(Collected data entries)
PR #7187, opened 2024-10-23
Fix ref struct scan for sagas

### LINKED ISSUE #7179: Ref struct in message scanning results in app crash at startup
### Describe the bug

since MakeGenericType is used without checking if the type constraints are met

image

### Steps to reproduce

have a Ref struct in message scanning

NSB 9.2.2.0
.net: 8

andreasohlund:
Fixes #7179


src/NServiceBus.AcceptanceTests/Core/Conventions/When_scanning_an_assembly_containing_a_ref_struct_and_sagas_enabled.cs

> Exercise directions: Write out once more the lines above beginning at the line with "### Describe the bug"; continue through the final line and stop there.

> Solution below:
### Describe the bug

since MakeGenericType is used without checking if the type constraints are met

image

### Steps to reproduce

have a Ref struct in message scanning

NSB 9.2.2.0
.net: 8

andreasohlund:
Fixes #7179


src/NServiceBus.AcceptanceTests/Core/Conventions/When_scanning_an_assembly_containing_a_ref_struct_and_sagas_enabled.cs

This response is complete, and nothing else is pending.